2012 has started off as many, including I, have predicted, with some cooling of demand. Although price levels in detached markets such as Vancouver and the immediate suburbs of Richmond, Burnaby, North Vancouver and West Vancouver continue to increase, this rate of increase has slowed. This reduction of demand has caused inventory levels in these sectors to increase 25-30% from the previous year. This will pose to be a healthy damper to quell the seemingly endless double digit price increases. Now, while this may be welcome news for those categories of the market, it will not be for many other markets, such as condominium and detached in the further suburbs who have not experienced substantial price level increases since 2007.
It is safe to say that, as I write this article, in early March, there is a distinct shift of favour occurring in the market from the sellers to the buyers, but for once, in all markets. This presents an interesting and opportunistic time for buyers in the Vancouver Lower Mainland. As interest rates are at all time low and buyers finally have some power in the negotiation process, the environment for prudent buying is quite attractive. The added supply presents more options for buyers in investing and home hunting alike.
This new trend (but old) in BC real estate may in fact be in fact stay in place for some time. Price levels have reached such a level that added increases are simply contrary to a typical applicant’s ability to finance. Wage levels are not and do not appear, in the near future, to be subject to extraordinary inflationary pressures. In addition, the Federal government continues to place controls on mortgagors such as limited amortizations, elimination of “stated income” and more stringent banking laws overall. This is the opposite of what was happening in the mid 2000’s extended am’s and mortgage approvals based on the mirror (fog) test.
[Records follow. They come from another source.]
PR #1229, opened 2015-07-04
Name Days: Set max-width on table

### LINKED ISSUE #1083: NameDays: Table shouldn't extend past organic link width
Setting a `max-width` of `44em` for the `<table>` or the container should make things look better!

altern8tif:
Fixes #1083

### DIFF
--- a/lib/DDG/Goodie/NameDays.pm
+++ b/lib/DDG/Goodie/NameDays.pm
@@ -37,18 +37,18 @@ my %dates = share('preprocessed_dates.txt')->slurp(iomode => '<:encoding(UTF-8)'
 sub parse_other_date_formats {
     # Quick fix for the date formats not supported by parse_datestring_to_date.
     # If parse_datestring_to_date will be improved, you can remove some of the following code.
-    
+
     # US date format ("month/day")
     if (/^([0-1]?[0-9])\s?\/\s?([0-3]?[0-9])$/) {
         # Suppress errors for invalid dates with eval
         return eval { new DateTime(year => 2000, day => $2, month => $1) };
     }
-    
+
     # Polish date format ("day.month")
     if (/^([0-3]?[0-9])\s?\.\s?([0-1]?[0-9])$/) {
         return eval { new DateTime(year => 2000, day => $1, month => $2) };
     }
-        
+
     # Polish month names
     s/\b(styczeń|stycznia)\b/Jan/i;
     s/\b(luty|lutego)\b/Feb/i;
@@ -62,7 +62,7 @@ sub parse_other_date_formats {
     s/\b(październik|października)\b/Oct/i;
     s/\b(listopad|listopada)\b/Nov/i;
     s/\b(grudzień|grudnia)\b/Dec/i;
-    
+
     # Czech month names
     s/\b(leden|ledna)\b/Jan/i;
     s/\b(únor|února)\b/Feb/i;
@@ -76,13 +76,13 @@ sub parse_other_date_formats {
     s/\b(říjen|října)\b/Oct/i;
     s/\b(listopad|listopadu)\b/Nov/i;
     s/\b(prosinec|prosince)\b/Dec/i;
-    
+
     # Parse_datestring_to_date uses the current year if the year is not specified, so
     # it will not parse "29 Feb" in a non-leap year. Fix this problem here.
     if (/^29\s?(?:th)?\s*(Feb|February)/ || /(Feb|February)\s*29\s?(?:th)?$/) {
         return new DateTime(year => 2000, day => 29, month => 2);
     }
-    
+
     return parse_datestring_to_date($_);
 }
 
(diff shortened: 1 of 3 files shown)


share/goodie/name_days/name_days.css
```diff
@@ -56,3 +56,7 @@ tr:last-of-type .name-days-country, tr:last-of-type .name-days-dates {
         width: 100%;
     }
 }
+
+table.name-days {
```
moollaza: oh man, I didn't realize none of the CSS for this was properly namespaced. That first line will affect everything on the page.

Mind adding namespacing (`.zci--name_days`) to that? Alternatively, converting it to use a template (so we're not dumping HTML onto the page) would be greatly appreciated :)

altern8tif: Sure, will convert it to a template since that is preferred.  Should be a `list` template?

moollaza: @altern8tif I believe so, but it may be a little difficult as we don't have the ability to create columns with the list template + `record` sub-template (it only supports a key and value per row).

You may need to use a custom sub-template with the List template group -- does that make sense?

altern8tif: @moollaza it does (somewhat), but I'll probably have to re-read the documentation again.  Will ping you if I need any help.

altern8tif: @moollaza Ok the Perl code is a bit over my head.  Realised that [preprocess.pl](https://github.com/duckduckgo/zeroclickinfo-goodies/blob/master/share/goodie/name_days/preprocess.pl) was dumping HTML table tags into the dates and names `txt` file which will probably mess with DDG's `list` template.  Kinda gave up a bit after that.

I've removed the `.zci__body` class in css – it's not affecting anything anyway.  And decided to namespace the css instead.

Guess someone else has got to do the heavy-lifting to convert this to a template :disappointed_relieved: 

Let me know if this works.

altern8tif:
@moollaza ping.

altern8tif:
@moollaza ping again?

share/goodie/name_days/name_days.css
```diff
@@ -1,58 +1,58 @@
...
 
-.name-days-country, .name-days-dates {
+.zci--name_days .name-days-country, .zci--name_days .name-days-dates {
     border-bottom: solid 1px #DDD;
     padding-top: 0.3em;
     padding-bottom: 0.3em;
 }
 
-tr:last-of-type .name-days-country, tr:last-of-type .name-days-dates {
+tr:last-of-type .zci--name_days .name-days-country, tr:last-of-type .zci--name_days .name-days-dates {
```
moollaza: These rules should be reversed. The `.zci--name_days` should be before the `tr:last-of-type` and let's put each rule on it's own line for legibility.

It looks like the rule isn't working right now as the last element in the table has a bottom border. In production it's working correctly though.

share/goodie/name_days/name_days.css
```diff
@@ -1,58 +1,58 @@
...
     padding-left: 0.4em;
 }
 
-.name-days-country .flag-sm {
+.zci--name_days .name-days-country .flag-sm {
     vertical-align: middle;
 }
 
-.name-days-country, .name-days-dates {
+.zci--name_days .name-days-country, .zci--name_days .name-days-dates {
```
moollaza: again, let's split up selectors onto newlines

lib/DDG/Goodie/NameDays.pm
```diff
@@ -123,22 +123,22 @@ handle remainder => sub {
...
                                         '</td><td class="name-days-dates">'  . $2 . '</td></tr>'@ge;
-        
+
         $header = 'Name days on <b>' . html_enc($query) . '</b>';
     }
-    
+
     # Add the header
     $html = '<span>' . $header . '</span>' .
-        '<div class="zci__content"><table>' .
```
moollaza: We actually want the `zci__content` as it provides some top spacing between the name of the IA and the table. Right now they're a little too close. Take a look at the live IA to see the difference.

Really the `zci__name_days` class should be applied higher up in the DOM (where right now we're applying a `zci__answer` class, which wraps *all* of the content. If anything, the `<div class="zci--name_days">` should be the first element so that it contains the `<span>` containing the title.

altern8tif:
@moollaza Sorry for the delay! Ready for review...

moollaza:
@altern8tif one last fix...Looks like the new IA setting the colour of the text to `#666` instead of `#333`. Let's fix that, and then this is good for merge :+1:

altern8tif:
@moollaza OK. Reinstated the original ``color: #333`` property to the css.

altern8tif:
@moollaza ping

moollaza:
@altern8tif sorry for the delay! This LGTM :+1: 

Thanks for the awesome work :smiley:

PR #1233, opened 2015-07-05
new added top footballer.json

vishwakulkarni:
created a cheat sheet for top footballer.

### DIFF
--- a/share/goodie/cheat_sheets/footballer.json
+++ b/share/goodie/cheat_sheets/footballer.json
@@ -1,0 +1,36 @@
+{
+    "id": "top_footballer", 
+
+    "name": "top footballers",
+
+    "description": "List of top footballer", 
+    
+    "metadata": { 
+        "sourceName": "topfootballer",
+        "sourceUrl": "http://www.goal.com/en-india/teams/spain/barcelona/2017" 
+    },
+ "section_order" : ["A","B"],
+    "sections": {
+        "A": [
+            {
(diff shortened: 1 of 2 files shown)


MariagraziaAlastra:
Hi @vishwakulkarni, thanks for the contribution! Do you mind adding the [the Goodies PR template](https://github.com/duckduckgo/zeroclickinfo-goodies/blob/master/pull_request_template_goodie.md) filled in, in your first comment?

zachthompson:
@vishwakulkarni Don't these rankings vary over time?  I believe this would become outdated pretty quickly if I understand the source correctly.

altern8tif:
I think this may be more useful as a Spice – using footballer's names as queries to show their rankings.

Cheatsheets should be more for information that rarely changes, exhaustive, more of a source for reference etc.  May be worthwhile to consider certain guidelines for what are good candidates for cheat sheets.

zachthompson:
Thanks, but needs to update dynamically to reflect changes.

moollaza:
@vishwakulkarni thanks a lot for contributing, sorry we can't use this PR though. We'd love for you to stick around though and continue to contribute. There's many issues in the repo's that need to be addressed and there are also many Ideas on or Forum that are awaiting a developer.

If you're going to work on a new Instant Answer please reach out to use first to make sure the idea has been approved so that we won't run into anything like this again.

Thanks again!

PR #1244, opened 2015-07-06
Password: Set minimum password length

### LINKED ISSUE #1145: Password: Implement minimum password length
The password generator is giving incorrect reports about password strength: 

screenshot-6

I'm pretty sure a one character long password isn't "high strength". 

IA: https://duck.co/ia/view/password

altern8tif:
Fixes #1145 

screen shot 2015-07-06 at 4 03 44 pm
screen shot 2015-07-06 at 4 03 59 pm
screen shot 2015-07-06 at 4 08 03 pm

### DIFF
--- a/lib/DDG/Goodie/Password.pm
+++ b/lib/DDG/Goodie/Password.pm
@@ -23,7 +23,6 @@ triggers start => 'password', 'random password', 'pw', 'random pw', 'pwgen';
 
 use constant MAX_PWD_LENGTH => 64;
 use constant MIN_PWD_LENGTH => 8;
-use constant DEFAULT_PWD_LENGTH => MIN_PWD_LENGTH;
 
 my %look_alikes = map { $_ => 1 } qw(l O I);    # Exclude alphabet characters which can be easily visually confused.
 my %averages = map { $_ => 1 } (2 .. 9);        # 0,1 missing for the same reasons as above.
@@ -59,7 +58,7 @@ handle remainder => sub {
     my @q_words = map { lc $_ } grep { defined } ($+{'fw'}, $+{'sw'});
 
     my $pw_length = first { looks_like_number($_) } @q_words;
-    $pw_length = ($pw_length) ? max(MIN_PWD_LENGTH, $pw_length) : DEFAULT_PWD_LENGTH;
+    $pw_length = ($pw_length) ? max(MIN_PWD_LENGTH, $pw_length) : MIN_PWD_LENGTH;
 
     return if ($pw_length > MAX_PWD_LENGTH);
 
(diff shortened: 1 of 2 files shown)


lib/DDG/Goodie/Password.pm
```diff
@@ -22,7 +22,8 @@ zci is_cached   => 0;
 triggers start => 'password', 'random password', 'pw', 'random pw', 'pwgen';
 
 use constant MAX_PWD_LENGTH => 64;
-use constant DEFAULT_PWD_LENGTH => 8;
+use constant MIN_PWD_LENGTH => 8;
+use constant DEFAULT_PWD_LENGTH => MIN_PWD_LENGTH;
```
MrChrisW: Don't think there's any need to do this, apart from making the code more readable you can just use the `MIN_PWD_LENGTH` const on line 62.

altern8tif: Haha ok... wasn't thinking clearly when I did that...

MrChrisW: haha all good :smile:

moollaza:
@altern8tif this is great. If they requests a password length that's below our minimum thoguh, we should just not show anything -- just like how we handle passwords that are too long.

altern8tif:
@moollaza I was actually contemplating returning a message that says "A secure password has a minimum of 8 characters" or something to that effect.  It's easier to just return `undef` I guess!

On a separate note, it seems funny that we give the option of allowing the user to specify the password strength – wouldn't most people prefer to not have a weak password?

I was actually toying with the idea of incorporating this feature ([How Secure Is My Password](https://howsecureismypassword.net/)) or having it as a separate IA.  But also not so sure if people are comfortable keying in their passwords into a search engine (even one as privacy-focused as DDG!).

Thoughts?

mintsoft:
@altern8tif I tend to agree with moollaza here, I think returning `undef` is wiser as there's quite a discussion involved in what actually constitutes a "secure" password

moollaza:
@altern8tif I agree that requesting a "low strength" password seems weird. I think it may be better in V2 of this IA to have more a of UI that let's you choose options that would determine the security, like allowing non-alphanumeric character, etc

MrChrisW:
@moollaza V2 should move to generating passwords using JS, allowing options similar to http://strongpasswordgenerator.com/ (example)? Sounds like a good idea.

mintsoft:
@MrChrisW I like that idea; also helps with the privacy concerns of "are DDG storing my passwords!"

jagtalon:
@altern8tif wouldn't we still want "random password 4" but not "random password 4 strong"?

mintsoft:
@jagtalon do you mean that it should output a 4 character password?

altern8tif:
@jagtalon in the related issue, we were discussing whether to [implement a minimum password length](https://github.com/duckduckgo/zeroclickinfo-goodies/issues/1145#issuecomment-105338421) (and to set it as a default).  

This PR is mainly to address that – so users are limited to 8-character (min length) or 64-character (max length) passwords.  So long as a number not in the 8-64 character range is specified then IA will return 
`undef`.

moollaza:
This LGTM :+1:

PR #1251, opened 2015-07-07
Improving contributing file to reflect contributor guide

talsraviv:
Changing to reflect the messaging in the contributing guide https://duck.co/help/contributing/create-instant-answer

[Same as PR on spice](https://github.com/duckduckgo/zeroclickinfo-spice/pull/2003)

cc @zekiel

### DIFF
--- a/CONTRIBUTING.md
+++ b/CONTRIBUTING.md
@@ -1,49 +1,54 @@
-# Create an Instant Answer
+# Contribute to Goodie Instant Answers
 
-Creating an Instant Answer is the most exciting way to contribute to the community.
+There are several options for contributing Goodie Instant Answers, explained below.
 
-Whether you want to improve your personal search results, bring exposure to a source of great data, or simply enjoy collaborating with smart people around the world, your live code will help millions of searchers every day.
+You can always find the [Instant Answer Documentation here](https://duck.co/duckduckhack/ddh-intro). Also, if you have any questions at any point, feel free to ask on one of our community channels:
 
-Learn the [big picture of creating Instant Answers](https://duck.co/duckduckhack/ddh-intro).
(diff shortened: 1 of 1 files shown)


zekiel:
@talsraviv  I like it but wouldn't want this to exist as documentation --just a list of steps. Where to look, what to do, etc. "A launchpad" 

Would recommend the following:

1. Section order should be: 
 --Quick Start
 --Create New
 --Improve Current

2. Would replace Cheat Sheets w/ QuickStart goodie 

3. Take out language that makes it seem like each section is necessary before moving to the next. 

3. Each section should have a 1,2,3 list to get started. For example, the Create New section should be something like: 

1. Get an idea
   -grab one from the top voted or think of your own
2. Let us know what you're working on by emailing open@duckduckgo.com
3. Start coding here: duck.co/duckduckhack/.../

talsraviv:
Makes sense. Can you clarify number 2?

talsraviv:
@zekiel whatchoo think

zekiel:
@talsraviv  on #2 --> I meant suggesting a Cheat Sheet over the QuickStart bc it's actually valuable. It seems like we're advocating people to make QuickStart IAs since it's in contributing.md. To me, this should show people where to make an impact so would give them something real like CheatSheets

talsraviv:
@zekiel I thought about this for a bit and realized they're both valuable for different user goals. Check out what I did.

My thinking if it's valuable:
- If *learning the goodie framework* is the goal, the quick start is the best (because cheat sheets don't touch on the PM file or tests or the full loop - and they require doing some content research)
- If *contributing quickly* is the goal, then cheat sheets are better, for those same reasons.

talsraviv:
Reminder to self... if this is cool to merge I'll do the same for Spice repo

zekiel:
@talsraviv  nailed it! LGTM

moollaza:
LGTM :+1:

Issue #1202, opened 2015-06-22
UnixPermissions: Should trigger on "unix file permission", "unix permission", etc


moollaza:
While testing this, I realized there were some missing triggers for this IA.

It looks like it triggers for these queries, but the logic doesn't expect "unix" or "unix file" to precede the trigger word. This IA should be adjusted to handle that.

PR #1256, opened 2015-07-07
Allow "unix" and "files?" in UnixPermissions trigger

marianosimone:
As reported in #1202, if "unix", "file" or "files" was in the query, the IA was triggered but then discarded:

notfixed

This fixes it:

now

### DIFF
--- a/t/UnixPermissions.t
+++ b/t/UnixPermissions.t
@@ -6,6 +6,28 @@ use DDG::Test::Goodie;
 zci answer_type => 'unix_permissions';
 zci is_cached => 1;
 
+sub _expected_result {
+    return {
+            id => 'UnixPermissions',
+            description => 'Unix file permission',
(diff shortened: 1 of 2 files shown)


t/UnixPermissions.t
```diff
@@ -6,18 +6,8 @@ use DDG::Test::Goodie;
...
-    )],
-    'chmod 755' => test_zci(
-'755 (octal)
-rwxr-xr-x (symbolic)
-User: read, write and execute
-Group: read and execute
-Others: read and execute
-',
-        structured_answer => {
+sub _expected_result {
```
marianosimone: most of the expected result is the same, so we can reuse it and make it easier to write new tests :tada:

moollaza:
LGTM :+1: 

Thanks @marianosimone !

PR #1260, opened 2015-07-08
BloodDonor: Switched to record template

mintsoft:
Same as before really; just using structured answer:

image


mintsoft:
Just noticed this: 
image
is the column width adjustable somehow?

javathunderman:
@mintsoft I'm not sure about the column width, but I'm guessing that you can somehow overwrite the CSS...

ping @moollaza

moollaza:
@mintsoft @javathunderman the CSS route is the only method we have for now, perhaps later it could be a property of the record template data, but the CSS route should be OK for now.

lib/DDG/Goodie/BloodDonor.pm
```diff
@@ -36,43 +36,64 @@ sub table_data {
...
+            push(@criticalResults, $donorType . '-');
         }
-
-        $html .= '</table>';
-        return $output, html => $html, heading => "Donors for blood type ".uc($_);
     }
-    return;
+    
+    my $output = '';
+    my $html = "<table class='blooddonor'>";
```
moollaza: looks like we can remove this :)

lib/DDG/Goodie/BloodDonor.pm
```diff
@@ -36,43 +36,64 @@ sub table_data {
...
+
+    sub to_text
+	{
+		my ($data, $keys) = @_;
+		return join "\n", map {"$_: $data->{$_}";} @{$keys};
+	}
+
+    return to_text(\%record_data, \@record_keys), structured_answer => {
+            id => 'BloodDonor',
+            description => 'Returns available donors for a blood type',
```
moollaza: Is there a good place we can send them with a more at link? Perhaps Wikipedia?

moollaza: If so, let's add a `meta: {}` block

mintsoft:
@moollaza all sorted. One this that struck me as odd is that the properties in the meta hash are camelCase, whilst the ones in templates are snake case: (https://duck.co/duckduckhack/goodie_displaying#setting-display-properties-in-a-goodies-perl)

moollaza:
>One thing that struck me as odd is that the properties in the meta hash are camelCase, whilst the ones in templates are snake case:

Hahaha I never noticed that! I guess it shows the API has been changing a bit. I believe we're gravitating towards CamelCase but will check. I'm sure one day the API will have unified casing ;)

moollaza:
LGTM :+1:

share/goodie/blood_donor/blood_donor.css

The United States has led the way with more regulation in the industry, as they often do, and this cannot help but trickle across the border to us also. World markets, for years now, continue to offer instability, almost to the point of stability. This probably won’t be changing anytime soon as the countries with the most serious economic problems, in Europe, will take many more years to be straightened out. Of course China continues to be a dominant force on the globe with an ever growing middle class, many of whom seek to invest here in British Columbia.
In BC, politically, we are now closing on a 12 month window to the next election and, for the first time in over a decade, a change of administration is very possible. This change, if it occurs, will certainly have an effect on the economy, either through added taxation, public economic confidence, or both. The real estate market is already beginning to mildly discount for this distinct possibility, which is a good thing. Those who want to get out of the game at the top, are doing so.
Overall, the aforementioned factors point to an overall outcome of balance, with little propensity for further continued price increases. Certainly, there will be some price settling in many market categories but not likely to be any cataclysmic collapses. Sellers, as always, will hold onto their assets if they do not achieve the price levels they desire, while buyers now will have options for prudent and wise investing given the added inventory and continued low interest rates. This changing climate appears to be setting in like the clutch in a new car, however this time it may be more akin to a Ford than a Porsche.